The method (200) ends at step 280.

By way of non-limiting example, an application of the system (100) is described below. For example, if a sensor is deployed in a remote agricultural field to monitor soil moisture. The sensor can be powered continuously by using the water-based system (100). The system (100) does not require traditional chemical reactions or recharging, as the system (100) continuously generates power from environmental infrared (IR) radiation, which maintains the charge separation zone phenomenon in the water.

The sensor would rely on infra-red energy naturally present in the environment, and the surface coating (50) maintains the charge separated zone (80). The conductive elements (70) positioned within the charge separated zone (80) and the surrounding water (90) continuously collect charges thereby generating a steady current that powers the sensor without interruption or the need for conventional battery replacement.

Thus, the present invention has an advantage of providing a highly efficient and scalable system and method for generating electrical energy from a volume of water. By utilizing the charge-separated zone phenomenon, the invention harnesses the natural ability of water interacting with hydrophilic surfaces to form an exclusion zone, where charge separation occurs. This approach not only enables the generation of sustainable energy but also ensures continuous operation by maintaining the exclusion zone through the absorption of ambient infrared energy. Through the integration of advanced microfabrication techniques, the invention achieves precision and scalability, making it suitable for mass production. Utilizing silicon wafer platforms and batch production processes, the system reduces fabrication costs. The use of robust materials and durable, corrosion-resistant electrodes further ensures long-term operational efficiency and reliability, even under varying environmental conditions.
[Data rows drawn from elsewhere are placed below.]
PR #6314, opened 2023-11-14
Add NServiceBus 9 delayed delivery sample

bording:


samples/delayed-delivery/Core_9/Client/Program.cs
```diff
@@ -0,0 +1,73 @@
...
+    static async Task Main()
+    {
+        Console.Title = "Samples.DelayedDelivery.Client";
+        var endpointConfiguration = new EndpointConfiguration("Samples.DelayedDelivery.Client");
+        endpointConfiguration.UsePersistence<LearningPersistence>();
+        endpointConfiguration.UseSerialization<SystemJsonSerializer>();
+        endpointConfiguration.UseTransport(new LearningTransport());
+
+        var endpointInstance = await Endpoint.Start(endpointConfiguration)
+            .ConfigureAwait(false);
```
andreasohlund, line 16: Wasn't there a decision to no longer use ConfigureAwait in docs?

andreasohlund (approved):

samples/delayed-delivery/Core_9/Client/Program.cs
bording: "Samples contain no calls to ConfigureAwait(bool) unless they are explicitly required."

Yes, but this was already in the other version of the sample. Makes more sense to me at this point to not worry about this for now, and then it can be cleaned up (and perhaps enforced with an integrity test) later.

Moreover, the system is designed to maximize energy extraction by aligning conductive elements within the charge-separated zone. This alignment enhances charge collection efficiency and improves overall performance. The invention also supports versatile configurations, including single-unit designs, three-dimensional stacked architectures, and ultra-high-density arrangements, catering to a wide range of energy generation requirements.
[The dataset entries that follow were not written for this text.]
PR #6362, opened 2023-12-13
Core V9 upgrade guide

andreasohlund:


andreasohlund:
@bording @kentdr this is ready for a first pass from you to confirm the proposed actions

andreasohlund:
@bording snippets have  been changed like we discussed yesterday

nservicebus/upgrades/8to9/index.md
```diff
@@ -1,18 +1,103 @@
...
+
+snippet: core-8to9-adresses-runtime
+
+### Dynamic address translation
+
+Inject the new `ITransportAddressResolver` to translate `QueueAddress`'s to a physical transport addresses at runtime.
+
+snippet: core-8to9-adresses-translation
+
+## Restricted type argument for .UsePersistence<T>
```
bording, line 78: I can't find what change you're referring to here. Looking a the approval files, I don't see any `UsePersistence` changes between `release-8.1` and `master. The links you've got in here don't really seem to do anything useful.

nservicebus/upgrades/8to9/index.md
```diff
@@ -1,18 +1,103 @@
...
+
+https://github.com/Particular/NServiceBus/compare/release-8.1...master#diff-2c08aef8335f8f17ba3dc362fe939f8a5bdddde4f411d06a067882ac204fa43eL854
+
+Proposed action: Exclude since it doesn't impact users
+
+## Exceptions no longer marked as serializable
```
bording, line 84: I think this will be okay to exclude. From my understanding you only really cared about exceptions being serializable if you needed to transport an exception across an AppDomain boundary.

nservicebus/upgrades/8to9/index.md
```diff
@@ -1,18 +1,103 @@
...
+
+https://github.com/Particular/NServiceBus/compare/release-8.1...master#diff-2c08aef8335f8f17ba3dc362fe939f8a5bdddde4f411d06a067882ac204fa43eL739
+
+Proposed action: Exclude since it doesn't impact users
+
+## Extensionpoint for non task based notifications has been deprecated
```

The foregoing descriptions of specific embodiments of the present invention have been presented for purposes of illustration and description. They are not intended to be exhaustive or to limit the present invention to the precise forms disclosed, and obviously, many modifications and variations are possible in light of the above teaching. The embodiments were chosen and described in order to best explain the principles of the present invention and its practical application, and to thereby enable others skilled in the art to best utilize the present invention and various embodiments with various modifications as are suited to the particular use contemplated. It is understood that various omissions and substitutions of equivalents are contemplated as circumstances may suggest or render expedient, but such omissions and substitutions are intended to cover the application or implementation without departing from the scope of the claims of the present invention.